Habanero Gazpacho for Yom Kippur

Jews around the world will celebrate Yom Kippur this week, and as such, will be serving whitefish salad, cold cuts and premade casseroles galore. See, when you can’t eat or cook all day, you need something that can be made ahead of time, can be heated up quickly or eaten cold and can serve a large amount of people. Because when those people can eat…they will be need to eat IMMEDIATELY!

You need Gazpacho
This is adapted heavily from Serious Eats’ gazpacho recipe – I made a bigger batch, added some vegetables and altered the spice quotient to make it JUST this side of painful. The result is a cool, savory soup that is both beautiful and delicious. Thicker than some gazpachos, this is for those of you who would almost rather chew your soup than just be able to slurp it. Bonus – you can finally use u the last of the gorgeous Summer produce that you have in your fridge.  
3.5 Lbs or 6 Large, ripe tomatoes, peeled
1.5 Cups olive oil
1/2 Loaf country, Italian or French bread
2 Bell peppers, any color
4 Cucumbers
1 Habanero pepper
2 Sweet onions
2 tsp. Kosher Salt, plus more to taste
Pepper, to taste
3 Tbls. Sherry Vinegar
2 Cloves garlic
Handful of chopped parsley, to garnish

 1)Skin your cucumbers, taking care not to take your skin off with the cucumber peels.

 2)Cut the heads and ends off the cucumbers,

 and slice the cucumbers down the middle, lengthwise.

 3)Scoop out the seeds with a spoon (the seeds will just make your soup watery and diluted),

 and cut your cukes into half moons. Place them in a large bowl.

 4)Cut your onions into large pieces – maybe 1/8ths – and place them in the bowl

 5)Slice the stem ends off your peeled tomatoes,

 core them

 and cut them into quarters. Place them in the large bowl with the other veggies.

 6)Add the bell peppers

 and habaneros to the bowl. Slice the habaneros into quarters or sixths, making sure to include the seeds in the bowl if you want it hotter, and keeping the seeds out of the bowl if you don’t want it as spicy.

 7)Add the garlic cloves, roughly chopped.

 8)Sprinkle the 2 Tbls. salt over the vegetables…

 making sure to mix them into the veggies thoroughly. Let the bowl sit for 30 minutes. The point is to extract all the excess water from the veggies, making the vegetable’s flavor concentrate.
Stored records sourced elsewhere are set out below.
Issue #542, opened 2021-06-11
Redis cache: `get()` does not work for incremented values (returns '_pickle.UnpicklingError: could not find MARK')


AIGeneratedUsername:
Steps to reproduce:

    await cache.increment("foobareggs", delta=10)
    assert await cache.get("foobareggs")

Result:
```
>       assert await cache.get("foobareggs")

test_common_cache.py:40: 
_ _ _ _ _ _ _ _ _ _ _ _ _ _ _ _ _ _ _ _ _ _ _ _ _ _ _ _ _ _ _ _ _ _ _ _ _ _ _ _ 
../../src/common/cache.py:230: in get
    return await self.cache.get(key, default, loads_fn=loads_fn, namespace=namespace or self.namespace, timeout=timeout or self.timeout, **kwargs)
../../venv/lib/python3.9/site-packages/aiocache/base.py:61: in _enabled
    return await func(*args, **kwargs)
../../venv/lib/python3.9/site-packages/aiocache/base.py:45: in _timeout
    return await asyncio.wait_for(func(self, *args, **kwargs), timeout)
/usr/lib/python3.9/asyncio/tasks.py:481: in wait_for
    return fut.result()
../../venv/lib/python3.9/site-packages/aiocache/base.py:75: in _plugins
    ret = await func(self, *args, **kwargs)
../../venv/lib/python3.9/site-packages/aiocache/base.py:192: in get
    value = loads(await self._get(ns_key, encoding=self.serializer.encoding, _conn=_conn))
_ _ _ _ _ _ _ _ _ _ _ _ _ _ _ _ _ _ _ _ _ _ _ _ _ _ _ _ _ _ _ _ _ _ _ _ _ _ _ _ 

self = <aiocache.serializers.serializers.PickleSerializer object at 0x7f5042157160>
value = b'10'

    def loads(self, value):
        """
        Deserialize value using ``pickle.loads``.
    
        :param value: bytes
        :returns: obj
        """
        if value is None:
            return None
>       return pickle.loads(value)
E       _pickle.UnpicklingError: could not find MARK

../../venv/lib/python3.9/site-packages/aiocache/serializers/serializers.py:119: UnpicklingError
```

 9)After the veggies have rested, remove the vegetables with a slotted spoon (retaining the juice in the bowl),

 place them on a tinfoiled baking sheet in as much of a single layer as possible (some overlap is okay),

 and put the tray in the freezer for 30 minutes. The point here is to break down the vegetables’ cell structure by freezing them. You want the cell structure to break down so they release the flavor. One way to do this is by cooking vegetables, another…by freezing them. I had my doubts, but this step is absolutely vital. Don’t skip it. When they are done freezing, let them rest at room temperature for about 20 minutes, or until they no longer feel frozen stiff.

 10)While the veggies come to room temperature put the bread into the bowl with the vegetables’ run-off juice. In about 20 minutes…

 the bread will have absorbed all of the juice and flavor.

 11)fill your blender up about halfway with half and half vegetables and soaked bread (it took me 2 batches to use up all my ingredients).

 12)As you start to blend the soup, pour in the olive oil. You may need to jimmy the bottom of the blender at first to get the moisture down to the bottom. Don’t be shy with the olive oil – if you need more, you need more.

 You know you are on the right track when you start ot see the bottom of the soup liquefying.

 13)When the soup is mostly liquefied, but not all the way, add the sherry vinegar and blend until the mixture is uniformly smooth. There will still be texture to it, and that is what you want. You just don’t want huge pieces of unblended vegetables in there.

14)Let the soup rest for at least an hour, then taste for salt and pepper, garnish with parsley and serve.

This soup is so vibrant and robust that it practically smacks you in the face. Each vegetable’s flavor is pronounced and clear, yet none overshadows the other. The acidic tomatoes, mild cucumbers, sweet bell peppers, and pungent garlic and onions all melded together into an incredibly savory, earthy soup. The sherry vinegar adds tang and the olive oil gives a rich, but not heavy mouthfeel. The habanero adds quite a punch, but not so much that it is lip-burning hot..just enough so that you might want to add a cool dollop of sour cream to the bowl. The bread makes the soup thick and filling, and though it is vegetarian, it is shockingly satisfying and umami-filled.
Now the hardest thing will be waiting until sundown to eat it!